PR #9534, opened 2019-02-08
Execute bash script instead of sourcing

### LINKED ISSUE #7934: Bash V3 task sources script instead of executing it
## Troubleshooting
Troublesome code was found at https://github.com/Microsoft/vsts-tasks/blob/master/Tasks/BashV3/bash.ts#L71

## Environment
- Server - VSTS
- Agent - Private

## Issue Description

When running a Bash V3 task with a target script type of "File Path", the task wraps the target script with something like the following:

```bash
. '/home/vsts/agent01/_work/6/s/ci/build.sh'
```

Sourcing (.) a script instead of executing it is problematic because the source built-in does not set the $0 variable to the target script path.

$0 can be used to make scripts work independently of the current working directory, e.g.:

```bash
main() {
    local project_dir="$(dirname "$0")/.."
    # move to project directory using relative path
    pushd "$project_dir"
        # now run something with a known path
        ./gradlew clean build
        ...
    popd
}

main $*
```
^^^^^^^^^^^^^^^^
Tell how many lines in the data hold the string "directory". Only the number is wanted.

2